▸ Data supplied
________

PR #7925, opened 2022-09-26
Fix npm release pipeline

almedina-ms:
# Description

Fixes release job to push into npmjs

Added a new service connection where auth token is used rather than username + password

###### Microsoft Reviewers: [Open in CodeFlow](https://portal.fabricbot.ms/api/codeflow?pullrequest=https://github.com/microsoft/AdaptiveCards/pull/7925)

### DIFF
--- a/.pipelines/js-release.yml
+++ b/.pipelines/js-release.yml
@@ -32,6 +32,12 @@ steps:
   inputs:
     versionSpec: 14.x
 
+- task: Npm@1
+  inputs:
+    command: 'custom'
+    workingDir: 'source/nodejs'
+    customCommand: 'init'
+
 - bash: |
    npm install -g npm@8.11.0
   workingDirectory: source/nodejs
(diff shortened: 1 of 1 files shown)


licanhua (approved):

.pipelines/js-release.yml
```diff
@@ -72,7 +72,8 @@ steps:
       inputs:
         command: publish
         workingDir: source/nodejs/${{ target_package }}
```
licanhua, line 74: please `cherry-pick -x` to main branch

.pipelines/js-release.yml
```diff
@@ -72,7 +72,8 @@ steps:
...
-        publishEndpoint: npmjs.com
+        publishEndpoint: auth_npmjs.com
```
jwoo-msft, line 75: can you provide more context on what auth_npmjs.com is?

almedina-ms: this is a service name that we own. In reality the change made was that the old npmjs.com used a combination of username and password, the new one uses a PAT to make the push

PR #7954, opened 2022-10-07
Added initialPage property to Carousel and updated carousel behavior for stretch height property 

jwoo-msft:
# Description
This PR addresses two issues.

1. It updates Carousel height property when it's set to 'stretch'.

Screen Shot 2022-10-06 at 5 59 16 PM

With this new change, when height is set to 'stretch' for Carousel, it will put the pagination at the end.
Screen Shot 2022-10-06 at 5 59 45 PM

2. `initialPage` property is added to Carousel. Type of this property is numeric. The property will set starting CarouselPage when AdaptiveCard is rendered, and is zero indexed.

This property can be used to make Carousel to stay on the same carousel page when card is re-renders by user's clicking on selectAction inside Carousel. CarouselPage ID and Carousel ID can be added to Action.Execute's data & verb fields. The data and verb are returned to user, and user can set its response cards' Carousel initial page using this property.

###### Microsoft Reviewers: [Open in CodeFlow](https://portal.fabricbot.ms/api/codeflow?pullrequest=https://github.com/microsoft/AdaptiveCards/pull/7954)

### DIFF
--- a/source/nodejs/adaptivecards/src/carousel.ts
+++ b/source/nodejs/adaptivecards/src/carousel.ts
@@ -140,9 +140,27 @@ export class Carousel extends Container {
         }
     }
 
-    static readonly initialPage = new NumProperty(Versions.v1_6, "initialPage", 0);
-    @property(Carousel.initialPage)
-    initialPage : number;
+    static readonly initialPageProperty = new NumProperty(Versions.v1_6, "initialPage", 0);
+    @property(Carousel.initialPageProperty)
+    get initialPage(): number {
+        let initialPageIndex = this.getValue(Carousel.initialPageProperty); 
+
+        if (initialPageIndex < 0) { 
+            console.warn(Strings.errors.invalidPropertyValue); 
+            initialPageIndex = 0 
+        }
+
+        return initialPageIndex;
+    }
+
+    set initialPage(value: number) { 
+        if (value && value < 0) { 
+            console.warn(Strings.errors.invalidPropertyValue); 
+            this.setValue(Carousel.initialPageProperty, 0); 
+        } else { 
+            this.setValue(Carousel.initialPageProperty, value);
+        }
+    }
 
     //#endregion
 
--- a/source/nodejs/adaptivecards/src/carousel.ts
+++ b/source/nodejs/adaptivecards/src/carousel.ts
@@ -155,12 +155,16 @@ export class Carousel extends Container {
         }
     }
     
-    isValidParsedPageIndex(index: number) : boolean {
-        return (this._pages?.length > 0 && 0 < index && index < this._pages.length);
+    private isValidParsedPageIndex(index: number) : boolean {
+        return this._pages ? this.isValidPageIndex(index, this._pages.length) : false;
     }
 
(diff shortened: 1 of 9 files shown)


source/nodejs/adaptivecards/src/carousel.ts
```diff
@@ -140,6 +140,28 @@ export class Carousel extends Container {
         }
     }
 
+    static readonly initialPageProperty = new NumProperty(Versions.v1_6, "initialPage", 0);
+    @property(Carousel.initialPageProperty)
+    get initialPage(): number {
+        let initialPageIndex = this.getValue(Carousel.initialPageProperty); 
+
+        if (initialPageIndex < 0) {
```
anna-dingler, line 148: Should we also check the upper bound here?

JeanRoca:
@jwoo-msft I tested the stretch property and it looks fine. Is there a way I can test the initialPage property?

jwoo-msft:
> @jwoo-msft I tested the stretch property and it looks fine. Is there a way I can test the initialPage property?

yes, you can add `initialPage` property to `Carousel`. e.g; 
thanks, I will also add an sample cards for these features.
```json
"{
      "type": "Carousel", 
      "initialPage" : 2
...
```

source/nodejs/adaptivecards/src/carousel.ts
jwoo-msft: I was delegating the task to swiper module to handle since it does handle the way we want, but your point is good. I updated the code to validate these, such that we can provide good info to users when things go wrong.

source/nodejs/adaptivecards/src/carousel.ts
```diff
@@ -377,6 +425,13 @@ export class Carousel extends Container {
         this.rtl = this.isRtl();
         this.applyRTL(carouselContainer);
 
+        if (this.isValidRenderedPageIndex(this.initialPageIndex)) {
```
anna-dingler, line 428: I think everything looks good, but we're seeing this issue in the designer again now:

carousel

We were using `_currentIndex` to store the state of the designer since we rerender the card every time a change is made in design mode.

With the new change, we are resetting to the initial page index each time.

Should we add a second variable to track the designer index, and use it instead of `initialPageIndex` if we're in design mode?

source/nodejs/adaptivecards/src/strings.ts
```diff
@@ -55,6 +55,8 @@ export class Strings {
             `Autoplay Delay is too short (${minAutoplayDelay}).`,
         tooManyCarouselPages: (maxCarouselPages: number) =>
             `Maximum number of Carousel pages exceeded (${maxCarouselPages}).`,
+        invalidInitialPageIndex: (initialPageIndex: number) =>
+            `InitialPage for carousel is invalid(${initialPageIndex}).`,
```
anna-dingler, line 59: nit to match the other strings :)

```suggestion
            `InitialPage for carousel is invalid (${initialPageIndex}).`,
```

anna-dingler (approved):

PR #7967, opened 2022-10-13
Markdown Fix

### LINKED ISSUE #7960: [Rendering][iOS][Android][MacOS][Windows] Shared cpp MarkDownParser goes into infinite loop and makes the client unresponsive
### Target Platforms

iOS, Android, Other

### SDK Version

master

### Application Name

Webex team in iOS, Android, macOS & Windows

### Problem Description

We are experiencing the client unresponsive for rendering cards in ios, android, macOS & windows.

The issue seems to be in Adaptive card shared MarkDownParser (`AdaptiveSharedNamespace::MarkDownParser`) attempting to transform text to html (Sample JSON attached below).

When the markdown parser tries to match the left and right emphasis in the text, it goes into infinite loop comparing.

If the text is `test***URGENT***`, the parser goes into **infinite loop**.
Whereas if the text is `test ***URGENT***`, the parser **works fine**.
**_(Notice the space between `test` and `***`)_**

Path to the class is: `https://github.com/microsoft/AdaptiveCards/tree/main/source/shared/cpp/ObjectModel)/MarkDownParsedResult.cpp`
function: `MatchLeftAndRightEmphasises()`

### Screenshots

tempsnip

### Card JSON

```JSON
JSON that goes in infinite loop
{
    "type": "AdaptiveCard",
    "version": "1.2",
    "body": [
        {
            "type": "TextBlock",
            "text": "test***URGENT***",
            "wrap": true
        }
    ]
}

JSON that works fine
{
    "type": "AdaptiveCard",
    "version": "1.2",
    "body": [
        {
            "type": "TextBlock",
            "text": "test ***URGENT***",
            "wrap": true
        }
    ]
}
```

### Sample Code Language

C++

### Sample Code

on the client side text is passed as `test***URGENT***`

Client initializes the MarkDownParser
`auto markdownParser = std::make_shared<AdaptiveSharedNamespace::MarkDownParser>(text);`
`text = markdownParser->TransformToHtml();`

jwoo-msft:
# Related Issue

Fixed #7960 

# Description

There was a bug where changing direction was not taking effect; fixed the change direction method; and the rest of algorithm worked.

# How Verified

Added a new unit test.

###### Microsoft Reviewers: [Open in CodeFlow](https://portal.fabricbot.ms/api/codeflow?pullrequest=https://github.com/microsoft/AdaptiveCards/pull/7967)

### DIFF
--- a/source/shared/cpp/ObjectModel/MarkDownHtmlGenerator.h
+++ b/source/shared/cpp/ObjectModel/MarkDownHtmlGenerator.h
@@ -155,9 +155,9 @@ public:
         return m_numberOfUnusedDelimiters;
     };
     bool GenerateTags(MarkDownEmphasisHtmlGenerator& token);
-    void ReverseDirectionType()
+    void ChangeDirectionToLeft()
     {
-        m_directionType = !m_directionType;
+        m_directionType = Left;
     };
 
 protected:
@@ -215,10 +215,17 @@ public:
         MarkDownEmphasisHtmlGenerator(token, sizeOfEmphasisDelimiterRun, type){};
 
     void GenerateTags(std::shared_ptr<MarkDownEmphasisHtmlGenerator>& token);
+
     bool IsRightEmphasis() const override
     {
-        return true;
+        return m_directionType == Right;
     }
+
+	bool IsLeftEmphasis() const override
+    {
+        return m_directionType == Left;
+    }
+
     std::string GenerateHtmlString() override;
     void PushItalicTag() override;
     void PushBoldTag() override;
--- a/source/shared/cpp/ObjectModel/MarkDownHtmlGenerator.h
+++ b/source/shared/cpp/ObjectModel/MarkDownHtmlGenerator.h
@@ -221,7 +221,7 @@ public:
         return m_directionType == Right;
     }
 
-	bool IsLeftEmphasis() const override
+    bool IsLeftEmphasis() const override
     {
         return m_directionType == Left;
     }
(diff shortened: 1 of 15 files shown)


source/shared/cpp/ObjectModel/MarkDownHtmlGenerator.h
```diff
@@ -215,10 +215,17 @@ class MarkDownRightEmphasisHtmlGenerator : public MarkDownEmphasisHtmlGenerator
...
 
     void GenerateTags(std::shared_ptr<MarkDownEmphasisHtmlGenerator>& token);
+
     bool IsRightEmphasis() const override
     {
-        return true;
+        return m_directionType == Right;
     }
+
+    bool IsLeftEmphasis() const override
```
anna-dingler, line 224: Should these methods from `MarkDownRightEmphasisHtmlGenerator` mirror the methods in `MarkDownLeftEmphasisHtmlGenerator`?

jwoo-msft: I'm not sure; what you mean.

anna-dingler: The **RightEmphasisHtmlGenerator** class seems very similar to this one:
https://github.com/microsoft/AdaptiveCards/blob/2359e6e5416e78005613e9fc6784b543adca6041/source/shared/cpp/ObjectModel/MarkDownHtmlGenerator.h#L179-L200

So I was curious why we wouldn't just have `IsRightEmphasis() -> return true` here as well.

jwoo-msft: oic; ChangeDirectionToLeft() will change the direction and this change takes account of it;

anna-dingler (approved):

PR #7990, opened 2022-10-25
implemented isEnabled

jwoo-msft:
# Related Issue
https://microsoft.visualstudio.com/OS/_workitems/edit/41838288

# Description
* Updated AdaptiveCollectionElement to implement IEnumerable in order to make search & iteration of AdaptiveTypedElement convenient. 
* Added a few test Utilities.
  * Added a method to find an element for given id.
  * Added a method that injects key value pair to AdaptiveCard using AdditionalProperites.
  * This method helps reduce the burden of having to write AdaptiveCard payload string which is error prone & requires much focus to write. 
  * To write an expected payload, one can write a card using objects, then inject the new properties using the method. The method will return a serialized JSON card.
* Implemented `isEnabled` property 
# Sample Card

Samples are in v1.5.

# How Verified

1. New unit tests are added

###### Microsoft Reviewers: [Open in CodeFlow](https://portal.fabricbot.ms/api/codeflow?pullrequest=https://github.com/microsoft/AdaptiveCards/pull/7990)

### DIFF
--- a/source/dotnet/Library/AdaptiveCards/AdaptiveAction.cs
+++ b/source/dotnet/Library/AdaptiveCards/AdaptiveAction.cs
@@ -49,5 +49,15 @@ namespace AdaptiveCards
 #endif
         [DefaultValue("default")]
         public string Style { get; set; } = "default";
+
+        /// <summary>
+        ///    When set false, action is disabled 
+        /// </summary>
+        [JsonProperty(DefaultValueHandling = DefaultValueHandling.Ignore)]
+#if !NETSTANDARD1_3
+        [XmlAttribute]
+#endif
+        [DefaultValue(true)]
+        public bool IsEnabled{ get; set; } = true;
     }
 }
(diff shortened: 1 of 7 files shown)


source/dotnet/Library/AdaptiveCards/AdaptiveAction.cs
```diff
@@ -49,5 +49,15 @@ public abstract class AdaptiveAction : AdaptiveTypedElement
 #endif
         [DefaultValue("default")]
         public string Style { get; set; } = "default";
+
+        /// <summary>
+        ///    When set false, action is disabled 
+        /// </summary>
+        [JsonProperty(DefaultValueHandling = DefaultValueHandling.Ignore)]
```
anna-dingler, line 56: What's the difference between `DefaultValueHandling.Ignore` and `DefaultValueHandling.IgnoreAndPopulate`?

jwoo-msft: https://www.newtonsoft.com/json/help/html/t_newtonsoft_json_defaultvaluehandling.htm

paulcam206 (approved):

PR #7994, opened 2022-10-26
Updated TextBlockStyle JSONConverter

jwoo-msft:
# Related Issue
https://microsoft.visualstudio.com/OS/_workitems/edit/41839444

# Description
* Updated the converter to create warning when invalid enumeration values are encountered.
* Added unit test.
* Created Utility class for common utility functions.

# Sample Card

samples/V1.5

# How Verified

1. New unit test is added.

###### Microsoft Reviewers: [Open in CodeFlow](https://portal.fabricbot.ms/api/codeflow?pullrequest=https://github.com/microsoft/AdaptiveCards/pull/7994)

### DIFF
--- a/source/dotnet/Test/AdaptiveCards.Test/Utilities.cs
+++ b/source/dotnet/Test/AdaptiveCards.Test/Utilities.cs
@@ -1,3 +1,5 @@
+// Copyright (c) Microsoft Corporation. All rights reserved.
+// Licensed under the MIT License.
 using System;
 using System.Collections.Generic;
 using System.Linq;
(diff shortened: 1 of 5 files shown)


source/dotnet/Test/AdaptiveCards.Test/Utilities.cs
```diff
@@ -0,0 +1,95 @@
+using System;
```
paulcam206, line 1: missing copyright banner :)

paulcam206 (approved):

________

Take from the listing above each line containing "pull".

▸ Written response
###### Microsoft Reviewers: [Open in CodeFlow](https://portal.fabricbot.ms/api/codeflow?pullrequest=https://github.com/microsoft/AdaptiveCards/pull/7925)
###### Microsoft Reviewers: [Open in CodeFlow](https://portal.fabricbot.ms/api/codeflow?pullrequest=https://github.com/microsoft/AdaptiveCards/pull/7954)
###### Microsoft Reviewers: [Open in CodeFlow](https://portal.fabricbot.ms/api/codeflow?pullrequest=https://github.com/microsoft/AdaptiveCards/pull/7967)
###### Microsoft Reviewers: [Open in CodeFlow](https://portal.fabricbot.ms/api/codeflow?pullrequest=https://github.com/microsoft/AdaptiveCards/pull/7990)
###### Microsoft Reviewers: [Open in CodeFlow](https://portal.fabricbot.ms/api/codeflow?pullrequest=https://github.com/microsoft/AdaptiveCards/pull/7994)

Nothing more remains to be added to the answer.